** EXCERPTED DATA follows **
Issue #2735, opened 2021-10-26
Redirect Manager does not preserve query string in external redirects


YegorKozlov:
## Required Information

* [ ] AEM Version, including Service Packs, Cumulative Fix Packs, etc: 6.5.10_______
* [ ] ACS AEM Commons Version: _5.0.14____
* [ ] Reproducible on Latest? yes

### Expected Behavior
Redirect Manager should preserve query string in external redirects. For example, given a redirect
** End of EXCERPTED DATA **
** EXCERPTED DATA follows **
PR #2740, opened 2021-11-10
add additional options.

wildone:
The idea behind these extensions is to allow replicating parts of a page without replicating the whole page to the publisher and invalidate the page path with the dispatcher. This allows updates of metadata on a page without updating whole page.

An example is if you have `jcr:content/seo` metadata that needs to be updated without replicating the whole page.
** End of EXCERPTED DATA **
- ACTIVITY: Given the records above, reproduce precisely and only the lines between the line holding "Issue #2735, opened 2021-10-26" and the line holding "Redirect Manager should", inclusive.

- EXPECTED ANSWER:
Issue #2735, opened 2021-10-26
Redirect Manager does not preserve query string in external redirects


YegorKozlov:
## Required Information

* [ ] AEM Version, including Service Packs, Cumulative Fix Packs, etc: 6.5.10_______
* [ ] ACS AEM Commons Version: _5.0.14____
* [ ] Reproducible on Latest? yes

### Expected Behavior
Redirect Manager should preserve query string in external redirects. For example, given a redirect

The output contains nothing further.